Calculate Laplace's Marginal Density Approximation

Description

Calculates the Laplace approximation to the uni- and bivariate marginal densities of components of the MLE in a regression-scale model. The reference distribution is the conditional distribution given the ancillary.

Usage

Laplace(which = stop("no choice made"), data = stop("data are missing"), 
        val1, idx1, val2, idx2, log.scale = TRUE)
Laplace(which = stop("no choice made"), data = stop("data are missing"), 
        val1, idx1, val2, idx2, log.scale = TRUE)

Arguments

`which`	the kind of marginal density that should be approximated. Possible choices are `c` (univariate: regression coefficient), `s` (univariate: scale parameter), `cc` (bivariate: two regression coefficients) and `cs` (bivariate: regression coefficient and scale parameter).
`data`	a special conditional sampling data object. This object must be a list with the following elements: `anc` the vector containing the values of the ancillary; usually the Pearson residuals. It has to be of the same length than the number of observations in the linear regression model. `X` the model matrix. It may be obtained applying `model.matrix` to the fitted `rsm` object of interest. The number of observations has to be the same than the dimension of the ancillary, and the number of covariates must correspond to the number of regression coefficients defined in the `coef` component. `coef` the vector of true values of the regression coefficients, that is, the values used in the simulation study. `disp` the true value of the scale parameter used in the simulation study. `family` a `family.rsm` object characterizing the error distribution of the linear regression model. The following generator functions are available in the `marg` package of the R package bundle `hoa`: `student` (Student's t), `extreme` (Gumbel or extreme value), `logistic`, `logWeibull`, `logExponential`, `logRayleigh` and `Huber` (Huber's least favourable). The demonstration file ‘margdemo.R’ that accompanies the `marg` package shows how to create a new generator function. `fixed` a logical value. If `TRUE` the scale parameter is known. The `make.sample.data` function can be used to create this data object from a fitted `rsm` model.
`val1`	sequence of values for the first MLE at which to calculate the density.
`idx1`	index of the first regression coefficient, that is, its position in the vector MLE.
`val2`	sequence of values for the second MLE at which to calculate the density.
`idx2`	index of the second regression coefficient, that is, its position in the vector MLE.
`log.scale`	logical value. If `TRUE` the approximation is calculated on the log scale. Highly recommended. The default is `TRUE`.

Details

Laplace's integral approximation method is used in order to avoid multi-dimensional numerical integration. The uni- and bivariate approximations to the marginal distributions give insight into how the multivariate conditional distribution of the MLE vector is structured. Methods are available to plot them. They help in choosing a suitable candidate generation density to be used in the rsm.sample function.
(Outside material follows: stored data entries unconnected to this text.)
PR #882, opened 2022-01-12
Use unittest instead of pytest for new tests

DaanDeMeyer:
Hacking on mkosi on older distributions becomes a lot easier when you
don't have any external library dependencies. You can simply get an
updated version of Python without the need to maintain external libraries
for that Python version.

This benefit seems substantial enough to me to justify using unittest
over pytest as it's part of the standard library. Arguably the biggest
loss is that we can't use "assert" anymore but have to use the assert
methods of unittest but this shouldn't be a huge deal.

I didn't touch the config tests since the plan is to remove them once
we add some simpler argparsing tests in the near future.

We can still use pytest to run all the tests as it supports running
unittest based tests as well.

### DIFF
--- a/tests/test_backend.py
+++ b/tests/test_backend.py
@@ -1,24 +1,25 @@
 # SPDX-License-Identifier: LGPL-2.1+
 
 import os
+import unittest
 
 from mkosi.backend import PackageType, Distribution, set_umask
 
+class BackendTests(unittest.TestCase):
+    def test_distribution(self):
+        self.assertEqual(Distribution.fedora.package_type, PackageType.rpm)
+        self.assertIs(Distribution.fedora, Distribution.fedora)
+        self.assertIsNot(Distribution.fedora,  Distribution.debian)
+        self.assertEqual(str(Distribution.photon), "photon")
 
-def test_distribution():
-    assert Distribution.fedora.package_type == PackageType.rpm
-    assert Distribution.fedora is Distribution.fedora
-    assert Distribution.fedora is not Distribution.debian
-    assert str(Distribution.photon) == "photon"
 
+    def test_set_umask(self):
+        with set_umask(0o767):
+            tmp1 = os.umask(0o777)
+            with set_umask(0o757):
+                tmp2 = os.umask(0o727)
+            tmp3 = os.umask(0o727)
 
-def test_set_umask():
-    with set_umask(0o767):
-        tmp1 = os.umask(0o777)
-        with set_umask(0o757):
-            tmp2 = os.umask(0o727)
-        tmp3 = os.umask(0o727)
-
-    assert tmp1 == 0o767
-    assert tmp2 == 0o757
-    assert tmp3 == 0o777
+        self.assertEqual(tmp1, 0o767)
+        self.assertEqual(tmp2, 0o757)
+        self.assertEqual(tmp3, 0o777)


behrmann:
LGTM, but just to question the train of thought: I'd guess pytest is packaged as a distro package everywhere and we don't use but the basic features (which is why I don't really see an issue to use unittest), so even old versions should be fine. Is using the distro version of pytest an option on those machines?

DaanDeMeyer:
> LGTM, but just to question the train of thought: I'd guess pytest is packaged as a distro package everywhere and we don't use but the basic features (which is why I don't really see an issue to use unittest), so even old versions should be fine. Is using the distro version of pytest an option on those machines?

The problem is that we can't use the distro's python because it's too old. It's not too hard to get a newer python but it's painful to add packages to it.

keszybz:
I don't think this is a good idea. pytest is so much better that it's worth the additional pain of installing it separately.

unittest has the pointless javaesque syntax (and it's not just syntax overhead, but the methods are attached to wrong objects, i.e. it's a result of the forced "objectification" in java, and it just doesn't make any sense).

I think we need to rework the tests that we have: right now they don't really test much. And if we are to make the tests smarter, we really don't want to use an inferior testing framework.

DaanDeMeyer:
> unittest has the pointless javaesque syntax (and it's not just syntax overhead, but the methods are attached to wrong objects, i.e. it's a result of the forced "objectification" in java, and it just doesn't make any sense).

I'm not a fan of it either, but I looked into both unittest and pytest for integration testing and found unittest a lot more flexible than pytest. With unittest, we can write a subclass of unittest.Testcase that can build, boot and shut down an image. We can configure subclasses of this helper class using https://www.python.org/dev/peps/pep-0487/ which gives us a lot of flexibility when writing tests (e.g. optionally reboot after every test, use ephemeral images, use nspawn or qemu, ...).

With pytest, we'd have to use fixtures but it doesn't even seem possible to pass arguments to fixtures in a nice way so there seems to be no way to configure a fixture differently for a test. Running into limitations for stuff like this that should be simple does not make me confident about using pytest for more complicated tests.

Anecdotally, @company 90% of python tests are written unittest style and there don't seem to be too many issues with the approach.

The big advantage of pytest fixtures is that they compose better than inheritance, but we don't really need that for a project of mkosi's size.. I don't see us having more than one test helper class that every integration test will inherit from. Aside from that, I don't think it provides any major advantages over unittest which makes me reluctant to keep using it.

> unittest has the pointless javaesque syntax (and it's not just syntax overhead, but the methods are attached to wrong objects, i.e. it's a result of the forced "objectification" in java, and it just doesn't make any sense).

This is slightly vague, unittest seems pretty simple to me, you have an object, every method prefixed with test_ is a test. If you need setup/teardown, you have setUp(), tearDown() which are invoked before each test and setUpClass() and tearDownClass() which are invoked once per class. Sure there's a bit of boilerplate and it doesn't compose but I don't find it too hard to understand.

DaanDeMeyer:
To unblock @gsegatti's PRs I'd like to reach a decision on this PR this week if possible. If no more big issues with the approach are raised, I'll go ahead and merge this one on Sunday.

cc @keszybz in case you haven't seen my reply above yet. Just trying to make some progress on this PR.

DaanDeMeyer:
That sounds reasonable. Let's delay the decision until we have an example integration test ready.

DaanDeMeyer:
After thinking this over again and considering all the feedback, let's stick to pytest for the unit tests. I'm still a bit hesitant about whether it'll do the job for integration tests but even then, there's nothing preventing us from mixing unittest test cases inbetween the pytest ones. The pytest runner will discover and run both styles of unit tests seamlessly.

All information is supplied through the data argument. Note that the user has to keep to the structure described above. If a conditional simulation is to be performed for a fitted rsm object, the make.sample.data function can be used to generate this special object. The logical switch fixed in the conditional sampling data object must be specified.

Value

Returns a Lapl.spl or Lapl.cont object with the approximate uni- or bivariate conditional distribution of one or two components of the MLE.

Demonstration

The file ‘csamplingdemo.R’ contains code that can be used to run a conditional simulation study similar to the one described in Brazzale (2000, Section 7.3) using the data given in Example 3 of DiCiccio, Field and Fraser (1990).

References

Brazzale, A. R. (2000) Practical Small-Sample Parametric Inference. Ph.D. Thesis N. 2230, Department of Mathematics, Swiss Federal Institute of Technology Lausanne.

DiCiccio, T. J., Field, C. A. and Fraser, D. A. S. (1990) Approximations of marginal tail probabilities and inference for scalar parameters. Biometrika, 77, 77–95.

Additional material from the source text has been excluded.